ASSIGNED TASK
Return the full set of records, matching them character for character.

SOURCE MATERIAL

PR #533, opened 2019-08-07
[fix #501] add new i18n key deleteFeed

### LINKED ISSUE #501: OPDS / catalog view: delete confirmation message is wrong
ThoriumDeleteOPDS

panaC:
fix #501


panaC:
ok, but we need to add a complete script for this
"npm run i18n-sort && npm run i18n-typed && ..."

PR #539, opened 2019-08-08
[fix] pass reject boolean into react props when api return a rejection

panaC:
@danielweck as we discussed

Action ERROR handled like SUCCESS allow to pass ERROR string data like a SUCCESS string data and to flag an error boolean into resultIsRejectProp

### DIFF
--- a/src/renderer/redux/reducers/api.ts
+++ b/src/renderer/redux/reducers/api.ts
@@ -20,7 +20,7 @@ export function apiReducer(
     state: ApiState<any> = initialState,
     action: ApiAction,
 ) {
-    const resultIsReject = action.type === ActionType.Error ? true : false;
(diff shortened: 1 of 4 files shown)


src/renderer/redux/reducers/api.ts
```diff
@@ -8,23 +8,29 @@
...
     lastSuccess: null,
 };
 
 // The api reducer.
 export function apiReducer(
-    state: any = initialState,
+    state: ApiState<any> = initialState,
     action: ApiAction,
 ) {
+    const resultIsReject = action.type === ActionType.Error ? true : false;
```
danielweck: Suggestion: `const resultIsReject = action.type === ActionType.Error;`

danielweck:
Look good :)
Let me know if/when you are ready to merge.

EXPECTED OUTPUT
PR #533, opened 2019-08-07
[fix #501] add new i18n key deleteFeed

### LINKED ISSUE #501: OPDS / catalog view: delete confirmation message is wrong
ThoriumDeleteOPDS

panaC:
fix #501


panaC:
ok, but we need to add a complete script for this
"npm run i18n-sort && npm run i18n-typed && ..."

PR #539, opened 2019-08-08
[fix] pass reject boolean into react props when api return a rejection

panaC:
@danielweck as we discussed

Action ERROR handled like SUCCESS allow to pass ERROR string data like a SUCCESS string data and to flag an error boolean into resultIsRejectProp

### DIFF
--- a/src/renderer/redux/reducers/api.ts
+++ b/src/renderer/redux/reducers/api.ts
@@ -20,7 +20,7 @@ export function apiReducer(
     state: ApiState<any> = initialState,
     action: ApiAction,
 ) {
-    const resultIsReject = action.type === ActionType.Error ? true : false;
(diff shortened: 1 of 4 files shown)


src/renderer/redux/reducers/api.ts
```diff
@@ -8,23 +8,29 @@
...
     lastSuccess: null,
 };
 
 // The api reducer.
 export function apiReducer(
-    state: any = initialState,
+    state: ApiState<any> = initialState,
     action: ApiAction,
 ) {
+    const resultIsReject = action.type === ActionType.Error ? true : false;
```
danielweck: Suggestion: `const resultIsReject = action.type === ActionType.Error;`

danielweck:
Look good :)
Let me know if/when you are ready to merge.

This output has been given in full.